What if I split the BAM file by chromosome using following command samtools view -b input.bam chr1 chr2 chr3 chr4 > output.bam and then Cufflinks is done. Would it produce false positive? Can somebody help me understand or give me some reference article? Actually it has been hampering my work for long and I would be extremely grateful.
Your post has already been answered, and I agree with Andrew (a sentiment I echo in our other thread), but I believe that it also depends on the type of experiment that you're doing: The one part where you should not split by chromosome is if you are looking to use the normalised FPKM (or geometric) values from Cufflinks. Most people don't use these values from Cufflinks, and instead use Cufflinks for just producing an individual transcriptome reference GTF per sample. In this case, I cannot see how spliting the BAM and then anlysing separately is an issue. I would alsosplit any reference/guide GTF that you're supplying, too.
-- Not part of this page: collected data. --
PR #67, opened 2018-01-03
Limit per client 

xjdr:
This PR sets up the basic framework for rate limiting on a per client basis as well as ip white listing and ip black listing. Still to add is the ability to allow special rate limits per endpoint and to implement the ip whitelist. 

UPDATE:
{White,Black} List impl added


src/main/java/com/nordstrom/xrpc/XConfig.java
```diff
@@ -40,6 +42,10 @@
   private final String cert;
   private final String key;
   private final int port;
+  private final double gloablSoftReqPerSec;
+  private final double globalHardReqPerSec;
+  private final List<String> ipBlackList;
+  private final List<String> ipWhiteList;
```
jkinkead: Make [`ImmutableSet`](http://google.github.io/guava/releases/23.6-jre/api/docs/com/google/common/collect/ImmutableSet.html), and build in constructor?

src/main/java/com/nordstrom/xrpc/XrpcConstants.java
```diff
@@ -18,4 +21,8 @@
           .writeBytes(
               "This response is being send due to too many requests being sent to the server"
                   .getBytes(DEFAULT_CHARSET));
+  public static final AttributeKey<? extends Object> IP_WHITE_LIST =
```
jkinkead: Should this match the other limits and use `Boolean`?

src/main/java/com/nordstrom/xrpc/server/ConnectionLimiter.java
```diff
@@ -0,0 +1,67 @@
...
+import com.codahale.metrics.Counter;
+import com.codahale.metrics.MetricRegistry;
+import io.netty.channel.ChannelDuplexHandler;
+import io.netty.channel.ChannelHandler;
+import io.netty.channel.ChannelHandlerContext;
+import java.util.concurrent.atomic.AtomicInteger;
+import lombok.extern.slf4j.Slf4j;
+
+/*
+ * This section of classes have been added as Static inner classes to reduce GC pressure. As these
```
jkinkead: Out-of-date?

src/main/java/com/nordstrom/xrpc/server/ConnectionLimiter.java
```diff
@@ -0,0 +1,67 @@
...
+  }
+
+  @Override
+  public void channelActive(ChannelHandlerContext ctx) throws Exception {
+    connections.inc();
+
+    //TODO(JR): Should this return a 429 or is the current logic of silently dropping the connection sufficient?
+    if (maxConnections > 0) {
+      if (numConnections.incrementAndGet() > maxConnections) {
+        log.info("Accepted connection above limit (" + maxConnections + "). Dropping.");
```
jkinkead: Should use format string + multiple arguments to avoid formatting if info is disabled, and to avoid `StringBuilder`:
```java
log.info("Accepted connection above limit (%d). Dropping.", maxConnections);
```

src/main/java/com/nordstrom/xrpc/server/Firewall.java
```diff
@@ -0,0 +1,55 @@
...
+  public Firewall(MetricRegistry metrics) {
+
+    this.metrics = metrics;
+    this.rateLimits = metrics.meter("Hard Rate Limits");
+  }
+
+  @Override
+  public void channelActive(ChannelHandlerContext ctx) throws Exception {
+    if (ctx.channel().hasAttr(XrpcConstants.XRPC_HARD_RATE_LIMIT)) {
+      log.debug("Channel " + ctx.channel() + " Closed due to Xrpc Hard Rate Limit being reached");
```
jkinkead: Use multi-arg `debug` with format string.

src/main/java/com/nordstrom/xrpc/server/Firewall.java
```diff
@@ -0,0 +1,55 @@
...
+      rateLimits.mark();
+      ctx.pipeline().channel().closeFuture();
+    }
+
+    if ((ctx.channel().hasAttr(XrpcConstants.IP_BLACK_LIST))) {
+      log.debug("Channel " + ctx.channel() + " Closed due to Xrpc IP Black List Configuration");
```
jkinkead: Use multi-arg `debug` with format string.

src/main/java/com/nordstrom/xrpc/XConfig.java
```diff
@@ -80,6 +88,9 @@ public XConfig(Config configOverrides) {
     consoleReporter = config.getBoolean("console_reporter");
     slf4jReporterPollingRate = config.getInt("slf4j_reporter_polling_rate");
     consoleReporterPollingRate = config.getInt("console_reporter_polling_rate");
+
+    ipBlackList = config.getStringList("ip_black_list");
+    ipWhiteList = config.getStringList("ip_black_list");
```
jkinkead: Incorrect value being read (`"ip_black_list"` instead of `"ip_white_list"`).

src/main/java/com/nordstrom/xrpc/XConfig.java
```diff
@@ -149,4 +160,20 @@ public long slf4jReporterPollingRate() {
...
+
+  public double globalHardReqPerSec() {
+    return globalHardReqPerSec;
+  }
+
+  public double globalSoftReqPerSec() {
+    return gloablSoftReqPerSec;
+  }
+
+  public HashSet<String> ipBlacklist() {
```
jkinkead: Nit: Getters should match casing of members (second `l` should be capitalized, here and in white list accessor).

src/main/java/com/nordstrom/xrpc/server/WhiteListFilter.java
```diff
@@ -0,0 +1,35 @@
...
+    this.metrics = metrics;
+    this.whiteList = whiteList;
+  }
+
+  @Override
+  public void channelActive(ChannelHandlerContext ctx) throws Exception {
+    String remoteAddress = ((InetSocketAddress) ctx.channel().remoteAddress()).getHostName();
+
+    if (!whiteList.contains(remoteAddress)) {
+      ctx.channel().attr(XrpcConstants.IP_WHITE_LIST).set(Boolean.TRUE);
```
jkinkead: I would reverse this logic, both for readability ("true" implies not in whitelist is confusing) and for efficiency under DoS (not adding an attribute to all channels coming from unknown sources).

src/main/java/com/nordstrom/xrpc/server/Router.java
```diff
@@ -273,6 +277,9 @@ public void initChannel(Channel ch) throws Exception {
 
     ChannelFuture future = b.bind(new InetSocketAddress(config.port()));
 
+    // Clean the rate limiter map so we do not introduce a memory leak
```
jkinkead: I feel like this is a crufty way to keep the list from growing unbounded - and it wouldn't work if someone were DoSing with a large number of IPs, since they'd blow the heap before this 5-minute window elapsed.

What about using a fixed-size rate limiter pool, and hash the IP address to fetch the limiter for that IP? This would lose the extra garbage per request, and solve the unbounded growth problem as well.

Dockerfile
```diff
@@ -1,18 +1,53 @@
-FROM openjdk:8-jre-alpine
+## -*- docker-image-name: "nordstrom/xrpc" -*-
+FROM debian:stretch
```
jkinkead: Not Ubuntu?

Dockerfile
```diff
@@ -1,18 +1,53 @@
...
+
+# ===== Installing packages =====
+RUN apt-get install -y \
+    git-core \
+    wget \
+    unzip \
+    curl \
+    libssl-dev \
+    openjdk-8-jdk \
+--no-install-recommends
```
jkinkead: Move to top & indent?

Dockerfile
```diff
@@ -1,18 +1,53 @@
...
-RUN apk --update upgrade && \
-    # install JDK
-    apk add curl openjdk8="$JAVA_ALPINE_VERSION" && \
-    # build the application into a single JAR, including dependencies
-    ./gradlew shadowJar && \
-    mv build/libs/*-all.jar app.jar
-
-# TODO(jkinkead): Fix this to use a base image instead of keeping around the build tools.
+RUN ./gradlew clean shadowJar && \
+  mv demo/build/libs/xrpc-demo-0.1.1-SNAPSHOT-all.jar app.jar
```
jkinkead: TODO to use a multi-stage build to copy the shadow jar into an execution environment?

Dockerfile
```diff
@@ -1,18 +1,53 @@
...
+RUN apt-get install -y \
+    git-core \
+    wget \
+    unzip \
+    curl \
+    libssl-dev \
+    openjdk-8-jdk \
+--no-install-recommends
+
+# ===== Build xrpc  =====
```
jkinkead: Duplicated on lines 47-50.

src/main/java/com/nordstrom/xrpc/XConfig.java
```diff
@@ -149,4 +194,32 @@ public long slf4jReporterPollingRate() {
   public long consoleReporterPollingRate() {
     return (long) consoleReporterPollingRate;
   }
+
+  public double globalHardReqPerSec() {
```
jkinkead: Use lombok `@Getter` for these instead?

src/main/java/com/nordstrom/xrpc/XrpcConstants.java
```diff
@@ -9,7 +9,10 @@
 
 public class XrpcConstants {
   public static final AttributeKey<XrpcRequest> XRPC_REQUEST = AttributeKey.valueOf("XrpcRequest");
-  public static final AttributeKey<Boolean> XRPC_RATE_LIMIT = AttributeKey.valueOf("XrpcRateLimit");
+  public static final AttributeKey<Boolean> XRPC_SOFT_RATE_LIMITED =
+      AttributeKey.valueOf("XrpcSoftRateLimit");
```
jkinkead: Update string to match new name, here and below?

src/main/java/com/nordstrom/xrpc/server/ServiceRateLimiter.java
```diff
@@ -0,0 +1,136 @@
...
+    for (int i = 0; i < poolSize; i++) {
+      String id = UUID.randomUUID().toString();
+      softTempPool.add(id);
+      softLimiterMap.put(id, RateLimiter.create(config.softReqPerSec()));
+    }
+
+    return new RendezvousHash(Funnels.stringFunnel(XrpcConstants.DEFAULT_CHARSET), softTempPool, 1);
+  }
+
+  private RendezvousHash buildHardHasher(int poolSize) {
```
jkinkead: The two hash builder functions are identical except for the config request-per-sec value read. Make them a single function with two parameters instead of two functions with one parameter?

src/main/java/com/nordstrom/xrpc/server/ServiceRateLimiter.java
```diff
@@ -0,0 +1,136 @@
...
+import java.util.Map;
+import java.util.UUID;
+import java.util.concurrent.atomic.AtomicReference;
+import lombok.extern.slf4j.Slf4j;
+
+@Slf4j
+@ChannelHandler.Sharable
+class ServiceRateLimiter extends ChannelDuplexHandler {
+  private final Map<String, RateLimiter> softLimiterMap = PlatformDependent.newConcurrentHashMap();
+  private final Map<String, RateLimiter> hardLimiterMap = PlatformDependent.newConcurrentHashMap();
```
jkinkead: I was picturing something more like:

```java

import java.util.RandomAccess;

// TODO: In constructor, initialize with com.google.common.collect.ImmutableList.
private final RandomAccess<RateLimiter> rateLimiters;

// When accessing:
RateLimiter limiter = rateLimiters.get(remodeAddress.hashCode() % limiterCount);
```
`ConcurrentHashMap` imposes a synchronization cost that the `Immutable*` collections don't. Also, you're (possibly?) creating new strings, hashing them, etc.

src/main/java/com/nordstrom/xrpc/RendezvousHash.java
```diff
@@ -0,0 +1,66 @@
...
+    return true;
+  }
+
+  boolean add(N node) {
+    nodeList = new ImmutableSet.Builder<N>().addAll(nodeList).add(node).build();
+    return true;
+  }
+
+  public List<N> get(byte[] key) {
+    List<N> _nodeList = new ArrayList<>();
```
jkinkead: This is creating a new list with each call? That seems not ideal.

src/main/java/com/nordstrom/xrpc/RendezvousHash.java
```diff
@@ -0,0 +1,66 @@
...
+            xs -> {
+              hashMap.put(
+                  hasher.newHasher().putBytes(key).putObject(xs, nodeFunnel).hash().asLong(), xs);
+            });
+
+    for (int i = 0; i < listSize; i++) {
+      _nodeList.add(hashMap.remove(hashMap.keySet().stream().max(Long::compare).orElse(null)));
+    }
+
+    hashMap.clear();
```
jkinkead: This doesn't look correct.

src/main/java/com/nordstrom/xrpc/RendezvousHash.java
```diff
@@ -0,0 +1,66 @@
...
+    nodeList = new ImmutableSet.Builder<N>().addAll(nodeList).add(node).build();
+    return true;
+  }
+
+  public List<N> get(byte[] key) {
+    List<N> _nodeList = new ArrayList<>();
+
+    nodeList
+        .parallelStream()
+        .filter(xs -> !_nodeList.contains(xs))
```
jkinkead: no-op, because `_nodeList` is always empty here?

src/main/java/com/nordstrom/xrpc/server/ServiceRateLimiter.java
```diff
@@ -0,0 +1,136 @@
...
+  private Map<ChannelHandlerContext, Timer.Context> timerMap = PlatformDependent.newConcurrentHashMap();
+
+  public ServiceRateLimiter(MetricRegistry metrics, XConfig config) {
+    this.reqs = metrics.meter(name(Router.class, "requests", "Rate"));
+    this.timer = metrics.timer("Request Latency");
+    this.config = config;
+    this.globalHardLimiter = RateLimiter.create(config.globalHardReqPerSec());
+    this.globalSoftLimiter = RateLimiter.create(config.globalSoftReqPerSec());
+
+    softRateLimitHasher = buildSoftHasher(config.getRateLimiterPoolSize());
```
jkinkead: A rendezvous hasher seems wrong given that the pool size isn't expected to change at runtime (no nodes being added / removed).

Dockerfile
xjdr: Debian is standard

Dockerfile
xjdr: This is more for testing & examples for the demo app than for deployment work. It should probably be moved to the `demo/` directory accordingly.

src/main/java/com/nordstrom/xrpc/RendezvousHash.java
```diff
@@ -0,0 +1,67 @@
...
+    hashMap.clear();
+
+    nodeList.forEach(
+        xs -> {
+          hashMap.put(
+              hasher.newHasher().putBytes(key).putObject(xs, nodeFunnel).hash().asLong(), xs);
+        });
+
+    for (int i = 0; i < listSize; i++) {
+      _nodeList.add(i, hashMap.remove(hashMap.keySet().stream().max(Long::compare).orElse(null)));
```
jkinkead: This is O(n^2) in `listSize`. Use `ConcurrentSkipListMap` instead - or if using a `ThreadLocal` to store the map, `TreeMap` or another `SortedMap`?

You could also just sort the key set first:
```java
SortedSet<Long> sortedKeys = new TreeSet(hashMap.keySet());
sortedKeys.descendingIterator().forEachRemaining(xs -> _nodeList.add(hashMap.get(xs));
```

src/main/java/com/nordstrom/xrpc/RendezvousHash.java
```diff
@@ -0,0 +1,67 @@
...
+    }
+
+    return Lists.newArrayList(_nodeList);
```
jkinkead: If you're creating a new array list of `listSize` anyway, there's no point in the class member `_nodeList`. You might as well create a local:

```java
List<N> _nodeList = new ArrayList<>(listSize);
```

demo/Dockerfile
```diff
@@ -0,0 +1,75 @@
+## -*- docker-image-name: "nordstrom/xrpc" -*-
+FROM debian:stretch
```
jkinkead: The reason I asked about debian is that I think we recommend ubuntu internally...

src/main/java/com/nordstrom/xrpc/RendezvousHash.java
```diff
@@ -0,0 +1,67 @@
...
+  }
+
+  public void refresh(List<N> list) {
```
jkinkead: Same comment on `add` / `remove` - this isn't thread-safe.

src/main/java/com/nordstrom/xrpc/server/ServiceRateLimiter.java
```diff
@@ -0,0 +1,126 @@
...
+    return new RendezvousHash(Funnels.stringFunnel(XrpcConstants.DEFAULT_CHARSET), _tempPool, 1);
+  }
+
+  @Override
+  public void channelActive(ChannelHandlerContext ctx) throws Exception {
+    reqs.mark();
+
+    // Rate Limit per server
+    String remoteAddress =
+        ((InetSocketAddress) ctx.channel().remoteAddress()).getAddress().getHostAddress();
```
jkinkead: Jason pointed out to me that this won't work when sitting behind a proxy. We need to be looking at `X-Forwarded-For` values as well.

Maybe a TODO?

src/main/java/com/nordstrom/xrpc/RendezvousHash.java
```diff
@@ -0,0 +1,67 @@
...
+    nodeList = Sets.difference(nodeList, ImmutableSet.of(node)).immutableCopy();
+    return true;
+  }
+
+  boolean add(N node) {
+    nodeList = new ImmutableSet.Builder<N>().addAll(nodeList).add(node).build();
+    return true;
+  }
+
+  public List<N> get(byte[] key) {
```
jkinkead: Is there a use-case for using the non-first value returned from this function? If there isn't, it would be better to have this return a single value and avoid list creation.

If there is, we could avoid an extra list creation operation if we did something like:

```java
private SortedSet<Long> getKeys(byte[] key) {
  // TODO: Most of the logic; return the sorted map keys returned by the hasher.
}

public List<N> get(byte[] key) {
  SortedSet<Long> sortedKeys = getKeys(key);
  // TODO: Build sorted list.
}

public N get(byte[] key) {
  return hashMap.get(getKeys(key).first());
}
```

src/main/java/com/nordstrom/xrpc/server/ServiceRateLimiter.java
xjdr: Captured in https://github.com/Nordstrom/xrpc/issues/73

src/main/java/com/nordstrom/xrpc/server/ServiceRateLimiter.java
```diff
@@ -0,0 +1,93 @@
...
+import com.codahale.metrics.Meter;
+import com.codahale.metrics.MetricRegistry;
+import com.codahale.metrics.Timer;
+import com.google.common.util.concurrent.RateLimiter;
+import com.nordstrom.xrpc.XConfig;
+import com.nordstrom.xrpc.XrpcConstants;
+import io.netty.channel.ChannelDuplexHandler;
+import io.netty.channel.ChannelHandler;
+import io.netty.channel.ChannelHandlerContext;
+import io.netty.util.internal.PlatformDependent;
```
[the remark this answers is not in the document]
andyday: not sure its a good idea to use internal API calls.  also this will only select the V8 hashmap if java version < 8.  aren't we shooting for support of java 8+ here?

src/main/java/com/nordstrom/xrpc/server/ServiceRateLimiter.java
andyday: if this is the case, there is no need for rendevous hash since the hashcode will be moded by a limiterCount that can be inc'd/dec'd...  or am I missing something...

andyday: on the other hand this would change where ip limiters would end up in the hashtable based on a changing limiterCount...

src/main/java/com/nordstrom/xrpc/server/ServiceRateLimiter.java
```diff
@@ -0,0 +1,124 @@
...
+      log.debug("Global Hard Rate limit fired");
+      ctx.channel().attr(XrpcConstants.XRPC_HARD_RATE_LIMITED).set(Boolean.TRUE);
+
+    } else if (!globalSoftLimiter.tryAcquire()) {
+      ctx.channel().attr(XrpcConstants.XRPC_SOFT_RATE_LIMITED).set(Boolean.TRUE);
+    }
+
+    ctx.fireChannelActive();
+
+    timerMap.put(ctx, timer.time());
```
andyday: its not obvious to me where/how this is used.

demo/src/main/resources/demo.conf
```diff
@@ -4,6 +4,15 @@ mykey = "value"
 # Place any xrpc configuration overrides here.
 xrpc {
   worker_name_format = "demo-server-worker-%d"
-  req_per_sec = 500.0
+  soft_req_per_sec = 500.0
```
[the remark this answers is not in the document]
xjdr: 429 is returned

src/main/resources/com/nordstrom/xrpc/xrpc.conf
```diff
@@ -22,14 +22,29 @@ worker_thread_count = 40
...
 # Set to zero to disable connection limiting.
-max_connections = 500
+max_connections = 2000
+
 # The maximum number of requests per second to allow before limiting new connection.
 # See: http://google.github.io/guava/releases/23.0/api/docs/com/google/common/util/concurrent/RateLimiter.html
 # Once the soft limit is hit, the server will return a HTTP 429 TOO MANY REQUESTS
 # If the hard limit is reached, the system will block to protect the back end resources
+
+# This is the per server rate limiter
```
jkinkead: This got injected between the rate-limit comment and the rate-limit settings. It should probably be below them.

src/main/java/com/nordstrom/xrpc/server/Firewall.java
```diff
@@ -0,0 +1,51 @@
...
+    }
+
+    if ((ctx.channel().hasAttr(XrpcConstants.IP_BLACK_LIST))) {
+      if (log.isErrorEnabled()) {
+        log.error("Channel " + ctx.channel() + " Closed due to Xrpc IP Black List Configuration");
+      }
+      ctx.channel().closeFuture();
+    }
+
+    if ((ctx.channel().hasAttr(XrpcConstants.IP_WHITE_LIST))) {
```
jkinkead: A comment (`This is always set to false`) would be really helpful here.

src/main/java/com/nordstrom/xrpc/server/ServiceRateLimiter.java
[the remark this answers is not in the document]
jkinkead: You should check out [the tls package](https://github.com/Nordstrom/xrpc/tree/master/src/main/java/com/nordstrom/xrpc/server/tls) if you're worried about internal libraries ... :)

This is only used for a hash map, so I wouldn't worry about the cost of porting, if it's removed or whatever.

demo/src/main/resources/demo.conf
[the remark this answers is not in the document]
jkinkead: This is documented in the main config, too.

src/main/java/com/nordstrom/xrpc/server/Router.java
```diff
@@ -202,14 +198,29 @@ public void serveAdmin() {
...
         AdminHandlers.healthCheckHandler(healthCheckRegistry, healthMapper),
         HttpMethod.GET);
-    addRoute(
-        "/metrics", AdminHandlers.metricsHandler(metricRegistry, metricsMapper), HttpMethod.GET);
+    addRoute("/ping", AdminHandlers.pingHandler(), HttpMethod.GET);
+    addRoute("/ready", AdminHandlers.readyHandler(), HttpMethod.GET);
+    addRoute("/restart", AdminHandlers.restartHandler(this), HttpMethod.GET);
+    addRoute("/killkillkill", AdminHandlers.killHandler(this), HttpMethod.GET);
+
+    addRoute("/gc", AdminHandlers.pingHandler(), HttpMethod.GET);
```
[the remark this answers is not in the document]
xjdr: initiates a Garbage Collection sweep. I will add comments

src/main/java/com/nordstrom/xrpc/server/ServiceRateLimiter.java
xjdr: it is used to provide latency statistics for the individual reqs. As this is a shared handler, the ctx was needed as the key to ensure we got the correct timer out in a consistent and thread safe manner.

This guy agrees: http://seqanswers.com/forums/showthread.php?t=8866
This person has evidence that splitting is not ok: https://groups.google.com/forum/#!topic/tuxedo-tools-users/59Tk3qZlbp8
I would encourage you to run an experiment with a BAM file separely for chr1 and chr2, and then a third time using chr1+chr2. Your system should be capable to perform this. Let us know what results you find.
I run Cufflinks with BAM file for chr1 and chr2 separately and then a third time with BAM file of chr1+chr2 and the number of processed loci for chr1 is 46184 and for chr2 is 44979. For chr1+chr2, it 46184+44979=91163
Thanks for the test! Did you use the -G parameter and provide a reference GTF?
Are the FPKM values in the results files the same?
I did not use the -G parameter, my command was: Cufflink -p 4 -o out.put BAM. FPKM values were different
Yes, that makes sense. The FPKM values are different because the read counts are normalised, in part, depending on the distribution of counts across all chromosomes.
So, the ultimate question for you is this: Why did you originally want to use TopHat/Cufflinks?
If you just want to identify novel transcripts and then use another program to determine raw counts over these, then you can split the BAM and identify transcripts independently per chromosome (and merge them into a single transcriptome reference GTF at the end)
If you intend to use Cuffdiff, Cuffnorm, etc., then you cannot feasibly split the BAM by chromosome
As an example for you: I recently conducted an experiment where I just wanted to identify novel transcript regions in my FASTQ files. I ran TopHat2/Cufflinks independently on each, and produced a new consensus reference GTF. From this, overlaying these new identified transcripts with my reference FASTA genome, I then produced a new reference transcriptome in FASTA (using the
gffread
function in cufflinks). I then used Kalliso to determine raw counts in my samples over this new reference transcriptome.In my example, I could have split the files by chromosome.
Thank you Kevin! My aim is to find novel transcript so I can split the BAM by chromosome.